We are publishing the work of all the winners and runners-up over the next week, and you can find them here as they post.


Stolen Art: Why We Need Repatriation

The legacy of imperialism is scarred with suffering. After millions of deaths and treaties forged through blood, that’s not a particularly controversial statement. Yet in the softly illuminated halls of museum exhibits, Western countries flaunt their imperialist history by displaying plundered art.

A couple of years ago, I visited the Summer Palace in Beijing. Glazed towers rose above a lush forest, painted against the blue sky and the even bluer Kunming Lake. However, as my mother told me then, this complex was a shadow of the old Summer Palace, which was sacked by British and French forces in 1860. Led by the British commander Lord Elgin, pieces were taken to be auctioned, and the fallen palace was burned to the ground.

Now, regal scepters and shining jade from the old Summer Palace grace the Royal Collection and other British museums. Each unreturned artifact is a reminder of the century of humiliation that Western nations imposed upon China. As Chinese nationalism grows, this resentment festers in the already tense political relations between the East and West.

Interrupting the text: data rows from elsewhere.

PR #64, opened 2020-06-29
new: avoid sampling in the chunk generator when possible

jaskarth:
For some context, Minecraft uses two different perlin noise samplers to generate minecraft's terrain. The end result is the value of those two samplers, interpolated using another sampler. This interpolation sampler is normalized poorly, and it spends most of it's time at either 1 or 0.
image
Because the value is at the extremes, the interpolation used between the two perlin noise samplers is unnecessary and can be avoided unless the interpolation noise is within the [0, 1] range. In pseudocode, we are doing this:
```java
if (interpolation >= 1) {
    return getNoise2();
} else if (interpolation <= 0) {
    return getNoise1();
} else {
    return lerp(getNoise1(), getNoise2(), interpolation);
}
```
Some rudimentary profiling shows that this causes 33% less sampling and reduces the overhead of the chunk generator. It also preserves the worldgen shape and doesn't cause any worldgen inconsistencies from some extensive testing.

Thanks again for @gegy1000 and @Kroppeb for helping write this and find bugs in my code 😄


src/main/java/me/jellysquid/mods/lithium/mixin/world/fast_noise/MixinSurfaceChunkGenerator.java
```diff
@@ -0,0 +1,97 @@
...
+     */
+    @Overwrite
+    private double sampleNoise(int x, int y, int z, double horizontalScale, double verticalScale, double horizontalStretch, double verticalStretch) {
+        // To generate it's terrain, Minecraft uses two different perlin noises.
+        // It interpolates these two noises to create the final sample at a position.
+        // However, the interpolation noise is not all that good and spends most of it's time at > 1 or < 0, rendering
+        // one of the noises completely unnecessary in the process.
+        // By taking advantage of that, we can reduce the sampling needed per block through the interpolation noise.
+
+        // This controls both lacunarity and persistence.
```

But the issue extends beyond China. In the world of art history, Elgin is an infamous name. Starting in 1802, Lord Elgin’s father and his men carved intricate friezes and metopes from the famous Athena Parthenon in Greece and shipped them to London, where they are now kept in the British Museum. The Greek government has since demanded the return of these artifacts, known as the Elgin Marbles.

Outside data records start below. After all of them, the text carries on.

PR #65, opened 2020-06-30
new: Implement some new performance-optimizing patches

maityyy:


maityyy:
I want to apologize in advance, because I am from another country and do not know much English.

This PR introduces several new optimizations for the game and improves existing patches to squeeze extra performance.
- Replacing complex and unnecessary stream-based code with simple iterations in the complex mob AI of Piglins and Villagers, which reduces overall memory and CPU consumption on large servers
- Safely caching tameable entity owner to reduce unnecessary calls to DataTracker
- Help JVM to optimize hot functions by reducing bytecode instructions
- Eliminating overhead in vector offset functions, which speeds up chunk gen during feature/structure generation
- Fix [MC-117075](https://bugs.mojang.com/browse/MC-117075) (lag spikes during unloading large number of furnaces, chests and other block entities), which is quite often observed in large worlds and servers with a lot of players online
- Using more specifically-optimized collection for entity data tracker entries
- A very, very small improvement for ticking loaded chunks by caching the block state property, which is responsible for the ability to tick this block state, also avoiding dynamic dispatch call

build.gradle
```diff
@@ -47,9 +48,7 @@ processResources {
 	}
 }
 
-// ensure that the encoding is set to UTF-8, no matter what the system default is
-// this fixes some edge cases with special characters not displaying correctly
-// see http://yodaconditions.net/blog/fix-for-java-file-encoding-problems-with-gradle.html
+// http://yodaconditions.net/blog/fix-for-java-file-encoding-problems-with-gradle.html
```
jellysquid3: Why was the explanation removed? If the link goes down, it will be harder to understand what is going on here. It is meant to supplement the explanation.

build.gradle
```diff
@@ -27,18 +27,19 @@ minecraft {
 }
 
 dependencies {
-	//to change the versions see the gradle.properties file
-	minecraft "com.mojang:minecraft:${project.minecraft_version}"
-	mappings "net.fabricmc:yarn:${project.yarn_mappings}:v2"
-	modCompile "net.fabricmc:fabric-loader:${project.loader_version}"
+    minecraft "com.mojang:minecraft:${project.minecraft_version}"
```
jellysquid3, line 30: Indentation here has changed.

gradle.properties
```diff
@@ -1,10 +1,10 @@
-# Done to increase the memory available to gradle.
-org.gradle.jvmargs=-Xmx1G
-# Fabric Properties
-# check these on https://modmuss50.me/fabric.html
+org.gradle.jvmargs=-Xmx1G -Xms1G
```
jellysquid3: Why was this changed? The JVM should be able to grow the heap size without issue, and forcing it to always allocate the memory causes the Gradle daemon to persist with high memory usage.

src/main/java/me/jellysquid/mods/lithium/mixin/ai/task/MixinBreedTask.java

If the Elgin Marbles were repatriated, they would be displayed in the Acropolis Museum. Here, in the exhibit where plaster molds of the Elgin Marbles stand in lieu of the real ones, soaring windows offer a panoramic view of the Acropolis. Only here, where the viewer is free to envision how these artifacts once decorated the Parthenon, can their full historical context be appreciated in all its antique glory.

However, some fear that repatriation would cause the downfall of encyclopedic museums. Referring to the Koh-i-Noor diamond, a gem taken from the Mughal Empire following the colonization of India, the former British Prime Minister David Cameron stated that “if you say yes to one you suddenly find the British Museum would be empty.”

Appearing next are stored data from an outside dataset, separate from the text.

PR #67, opened 2020-07-02
new: cache noise used in the end to reduce computation time

jaskarth:
This PR speeds up end noise generation by a whopping 200% on my machine by caching the noise used to calculate biomes and island density. Vanilla samples a 25x25 region of noise for these calculations, which add up very quickly as it doesn't store any of the values for later reuse. By adopting the same type of cache used in the fast layer sampler, we can use many of the previous values from old calculations and avoid recalculating the noise. I've attached some rough profiler measurements while generating terrain the end.
Before the optimization:
image
Afterwards:
image
By caching the noise, we are spending 4x less time on the noise calculation. Optimizing this more isn't possible due to the modulo operator within the code.
This change is fully compatible with vanilla generation.

Thanks to @gegy1000 for writing most of the code here 😄


src/main/java/me/jellysquid/mods/lithium/mixin/world/fast_island_noise/MixinSurfaceChunkGenerator.java
```diff
@@ -0,0 +1,35 @@
...
+import org.spongepowered.asm.mixin.injection.Inject;
+import org.spongepowered.asm.mixin.injection.Redirect;
+import org.spongepowered.asm.mixin.injection.callback.CallbackInfo;
+import net.minecraft.util.math.noise.SimplexNoiseSampler;
+import net.minecraft.world.biome.source.BiomeSource;
+import net.minecraft.world.gen.chunk.ChunkGeneratorType;
+import net.minecraft.world.gen.chunk.SurfaceChunkGenerator;
+
+@Mixin(SurfaceChunkGenerator.class)
+public class MixinSurfaceChunkGenerator {
```
jellysquid3, line 17: This PR claims that it speeds up End generation, but isn't this also implementing the noise cache into the overworld chunk generator?

jellysquid3 (approved):
LGTM.

jaskarth:
That SurfaceChunkGenerator patch is what the end uses to calculate the density of the surrounding terrain. It's only used when `useIslandOverrideNoise` is enabled in the chunk generator config, which is only true for the end dimension's chunk generator and chunk generators added via datapacks.

src/main/java/me/jellysquid/mods/lithium/common/world/noise/SimplexNoiseCache.java
```diff
@@ -0,0 +1,130 @@
...
+                    float deltaX = gridOriginX - offsetX * GRID_SIZE;
+                    float deltaZ = gridOriginZ - offsetZ * GRID_SIZE;
+
+                    // Calculate the density at this grid cell
+                    float scaledDistance = MathHelper.sqrt(deltaX * deltaX + deltaZ * deltaZ) * distanceFactor;
+                    float densityHere = ISLAND_RADIUS - scaledDistance;
+
+                    // Try to return early if we're over the max
+                    if (densityHere > density) {
+                        if (density >= MAX) {
```
Kroppeb: Shouldn't this be `densityHere >= MAX`

jaskarth: Yeah, good catch! It shouldn't have caused any problems, but that shaves off another grid cycle 😅

src/main/java/me/jellysquid/mods/lithium/mixin/world/fast_island_noise/MixinSurfaceChunkGenerator.java
Gegy: The "surface" (??) chunk generator now functions both for the overworld and the end. I think it was a pretty recent change though (oh lol scoder replied already ignore me)

Titaniumtown (approved):
LGTM, when will this be merged?

2No2Name:
Will test the changes now. Going to merge if everything goes well

2No2Name:
LGTM. Rebasing onto 1.1.6.x/dev

Titaniumtown:
*1.16.x/dev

But perhaps some museums should be emptied.

The British Museum’s founder, Sir Hans Sloane, funded his collection through imperial networks and backbreaking Jamaican slavery. In Belgium, the Africa Museum — where Congolese were once exhibited like zoo animals — was constructed with profits from King Leopold’s cruel Congo.

No matter what renovations are made, history cannot change. These museums, built on the foundations of colonialism, serve as modern shrines to oppressive imperial ideals, and refusing to return stolen art is an insult to all those who suffered under them.

Works Cited

Bernhard, Meg. “Belgium Confronts Ugly Colonial Past, but African Museum Changes Don’t Please Everyone.” Los Angeles Times, 31 Oct. 2019.

Boissoneault, Lorraine. “The British Museum Was a Wonder of Its Time — but Also a Product of Slavery.” Smithsonian Magazine, 30 Oct. 2017.

Bowlby, Chris. “The Palace of Shame That Makes China Angry.” BBC, 2 Feb. 2015.

Nayeri, Farah. “Remembering the Racist History of ‘Human Zoos.’” The New York Times, 29 Dec. 2021.

Ouroussoff, Nicolai. “The New Acropolis Museum: A Dialogue With Antiquity.” The New York Times, 30 Oct. 2007.

Tweedie, Neil. “The Koh-i-Noor: Diamond Robbery?” The Telegraph, 29 July 2010.